Enfin, à la jonction des rues Sidi Boumendil et de la Commission, côté médina, le bâti dense de la vieille ville laisse place à la friche de la Kherba. Le programme de rénovation urbaine qui devait y être réalisé sous la présidence Bourguiba, similaire à celui en partie réalisé dans le quartier de la Hafsia (Abdelkafi, 1989), n’a jamais vu le jour. Interface entre l’axe soukier et la médina, le site accueille un marché hebdomadaire chaque lundi. Ce jour de marché n’est pas étranger au surcroît d’encombrement des rues alentour. La mise en place commence tôt, à partir de 5 h 30, car les marchands itinérants doivent accéder à la Kherba avec leurs véhicules et donc arriver avant l’installation des étals des

vendeurs de rue et l’ouverture des commerces qui interdisent ensuite pour la journée l’accès automobile à la friche. Comme toutes les activités non sédentaires de la place marchande, il est nécessaire d’occuper l’espace promptement. Le reste de la semaine, cet espace retrouve sa condition de friche même si ses abords abritent une activité permanente dans la continuité des commerces de l’axe central du souk Boumendil – rues Sidi el Morjani et Sidi Ali Azouz – et du fait des locaux commerciaux spontanés à la jonction des rues de la Commission et Sidi Boumendil.

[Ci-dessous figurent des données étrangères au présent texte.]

PR #1084, opened 2025-11-02
Add support for declaring metadata-only dependencies

### LINKED ISSUE #383: How to cache parts of an item?
Hi,
I've got some problems where Hakyll seems to recompile some pages even though their contents did not change. It is right that files they depend on did change, but not the parts (metadata) that are actually used.
Does Hakyll support this use case in its dependency tracking? Is there anything I can do to change my code (e.g. use `cached` somehow)?

Here's a very simplified example of how I create my menus:

``` hs
main = hakyll $ do
  match "pages/**.html" $ do
    route   idRoute
    compile $ do
      page <- getResourceBody
      saveSnapshot "raw" $ itemSetBody () page -- I thought deleting the body would help
      loadAndApplyTemplate "templates/default.html" pageContext page
  match "templates/*" $ compile templateCompiler

allPages :: Compiler [Item ()]
allPages = loadAllSnapshots ("pages/**.html") "raw"

pageContext = field "nav" makeMenu <> defaultContext

makeMenu :: Item String -> Compiler String
makeMenu curPage = do
  pages <- allPages
  menus <- mapM (loadAndApplyTemplate "templates/menuitem.html" menuItemContext) pages
  return $ intercalate "\n" menus
  where
    menuItemContext :: Context ()
    menuItemContext = boolField "active" isActive <> urlField "url" <> metadataField
    isActive menuItem = itemIdentifier curPage == itemIdentifier menuItem
```

My `default.html` template uses `$nav$` somewhere in a sidebar, and my `menuitem.html` template looks somewhat (without linebreaks, actually) like this:

``` html
$if(active)$
  <li class="active"><strong>$title$</strong></li>
$else$
  <li><a href="$url$">$title$</a></li>
$endif$
```

In reality, `pages` undergoes a lot more mangling, and the menu items are actually selected using `functionField`s in a template so that I can order them, and `allPages` does only load pages from a certain directory depending on which menu the page uses, but I think you get the gist. Disclaimer: Above code is untested.

Now when I change the `title` metadata of a page and call `build`, all pages are re-rendered and the menu is updated everywhere. However, if I change only the body of a page, it still **recompiles all pages not only the changed one**. I don't need to re-generate all menus. **How can I accomplish that?**

I guess `Hakyll.Web.Tags` has a similar problem, but I couldn't figure out whether or how it is solved there. Does collecting metadata in the `Rules` monad (and manually creating dependencies) make a difference here?

nmeum:
Presently, it is not possible to only depend on the metadata of an item. This is problematic because it can cause a lot of unnecessary rebuilds when a compiler only needs to run on metadata changes. For example, consider a navigation sidebar that includes all tags of available posts. If this sidebar is included on every page, then we would always rebuild everything when changing the content of any post (even though the metadata tags themselves didn't change!).

To overcome this limitation, we need to distinguish between content and metadata dependencies. This is basically what #383 is about, where @jaspervdj also expressed interest in this feature. However, since nobody has worked on this [since 2015](https://github.com/jaspervdj/hakyll/issues/383#issuecomment-150836917), I decided to give it a shot.

The implementation proposed here is split into two commits, which can be reused independently. The first makes `outOfDate` capable of classifying Identifiers for which only the metadata changed. Building upon that, the second commit refactors `Hakyll.Core.Dependencies` (API-breaking change!) to introduce a `DependencyKind` which allows us to distinguish `KindContent` and `KindMetadata`. The commit also then makes use of the feature where applicable (`getRoute`, `compilerGetMetadata`, `buildTagsWith`). 

Feedback and additional testing would be much appreciated! 🤗

---

Fixes #383

### DIFF
--- a/lib/Hakyll/Core/Dependencies.hs
+++ b/lib/Hakyll/Core/Dependencies.hs
@@ -56,11 +56,12 @@ type DependencyFacts = Map Identifier [Dependency]
 --------------------------------------------------------------------------------
 outOfDate
     :: [Identifier]     -- ^ All known identifiers
-    -> Set Identifier   -- ^ Initially out-of-date resources
+    -> Set Identifier   -- ^ Changed content
+    -> Set Identifier   -- ^ Changed metadata
     -> DependencyFacts  -- ^ Old dependency facts
     -> (Set Identifier, DependencyFacts, [String])
-outOfDate universe ood oldFacts =
-    let (_, state, logs) = runRWS rws universe (DependencyState oldFacts ood)
+outOfDate universe ood oodMeta oldFacts =
+    let (_, state, logs) = runRWS rws universe (DependencyState oldFacts ood oodMeta)
     in (dependencyOod state, dependencyFacts state, logs)
   where
     rws = do
@@ -71,8 +72,9 @@ outOfDate universe ood oldFacts =
 
 --------------------------------------------------------------------------------
 data DependencyState = DependencyState
-    { dependencyFacts :: DependencyFacts
-    , dependencyOod   :: Set Identifier
+    { dependencyFacts   :: DependencyFacts
+    , dependencyOod     :: Set Identifier
+    , dependencyOodMeta :: Set Identifier
     } deriving (Show)
 
 
@@ -90,8 +92,11 @@ markOod id' = State.modify $ \s ->
 -- | Collection of dependencies that should be checked to determine
 -- if an identifier needs rebuilding.
 data Dependencies
-  = DependsOn [Identifier]
+  = DependsOn [(DependencyKind, Identifier)]
   | MustRebuild
+  deriving (Show)
+
+data DependencyKind = KindContent | KindMetadata
   deriving (Show)
 
 instance Semigroup Dependencies where
@@ -108,8 +113,8 @@ dependenciesFor id' = do
     facts <- dependencyFacts <$> State.get
     return $ foldMap dependenciesFor' $ fromMaybe [] $ M.lookup id' facts
   where
-    dependenciesFor' (IdentifierDependency i) = DependsOn [i]
-    dependenciesFor' (PatternDependency _ is) = DependsOn $ S.toList is
+    dependenciesFor' (IdentifierDependency i) = DependsOn [(KindContent, i)]
+    dependenciesFor' (PatternDependency _ is) = DependsOn $ map (\i -> (KindContent, i)) (S.toList is)
     dependenciesFor' AlwaysOutOfDate          = MustRebuild
 
 
@@ -155,12 +160,19 @@ bruteForce = do
         (todo', changed) <- foldM check ([], False) todo
         when changed (go todo')
 
+    findOod oodContent oodMetadata (k, i)
+      = S.member i $
+          case k of
+            KindContent  -> oodContent
+            KindMetadata -> oodMetadata
+
     check (todo, changed) id' = do
         deps <- dependenciesFor id'
         case deps of
           DependsOn depList -> do
-            ood  <- dependencyOod <$> State.get
-            case find (`S.member` ood) depList of
+            ood     <- dependencyOod <$> State.get
+            oodMeta <- dependencyOodMeta <$> State.get
+            case find (findOod ood oodMeta) depList of
                 Nothing -> return (id' : todo, changed)
                 Just d  -> do
                     tell [show id' ++ " is out-of-date because " ++
--- a/lib/Hakyll/Core/Dependencies.hs
+++ b/lib/Hakyll/Core/Dependencies.hs
@@ -1,9 +1,14 @@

À l’arrivée de la clientèle dès 8 h – sauf le dimanche, jour de fermeture – les rues Sidi Boumendil et de la Commission sont transformées jusqu’à 18 h par la mono-activité commerciale. Cet axe au cœur du marché prend la forme d’un étroit tunnel marchand (cf. planche photographique 1.2.). Ce dernier est couvert par des bâches et des toiles (cliché a). Cette protection contre le soleil ou les intempéries renforce, avec les marchandises suspendues, l’effet de galerie marchande. Au souk Boumendil, contrairement aux souks historiques de la médina – souk el Attarine ou souk el Blat par exemple – avec lesquels il partage cette caractéristique, la couverture n’est pas maçonnée, ni commandée par les pouvoirs publics, mais plutôt mobile et bricolée, à partir des initiatives individuelles des commerçants. De chaque côté, sur environ trois mètres de hauteur, les façades des immeubles sont presque totalement masquées par les marchandises exposées à la verticale. Au sol enfin, les étals des commerçants s’avancent jusqu’à ne laisser qu’un étroit passage où les chalands circulent dans chaque sens en file indienne. Il suffit qu’un hamala chargé tente de se frayer un passage pour que chacun doive se serrer contre les étals ou même libérer le passage en entrant dans un magasin.

Planche photographique 1.2. : La rue Sidi Boumendil, rue soukière

À l’intérieur des locaux commerciaux se répète cette scénographie commerciale de l’abondance. La plupart des boutiques est organisée selon le modèle de la boutique- entrepôt (cf. figure 1.2.) similaire à ce qui a pu être observé ailleurs, notamment au Caire et à Alexandrie (Doron, 2006).

Figure 1.2. : Le modèle de la boutique-entrepôt

Les magasins occupent communément une surface rectangulaire plus ou moins étroite et profonde, ouverte sur la largeur côté rue. L’espace intérieur de chaque boutique fait office d’entrepôt où les produits sont disposés sur des étagères du sol au plafond sur les trois murs. Sur le côté ouvert, sont installés le comptoir et la caisse à l’interface entre l’intérieur et les étals.

Les magasins les plus importants occupent deux cellules de base qui communiquent entre elles, permettant, soit d’exposer et de stocker davantage de produits du même ordre (cosmétiques, quincaillerie…) – ces deux fonctions se complétant alors –, soit de dédoubler l’activité autour de deux types de produits, comme c’est le cas du magasin d’Hicham18, avec un espace dédié à la quincaillerie et l’autre aux jouets, l’un géré par son

frère, l’autre par son employé. Quant à Hicham, il surveille l’ensemble et gère la caisse commune depuis le comptoir.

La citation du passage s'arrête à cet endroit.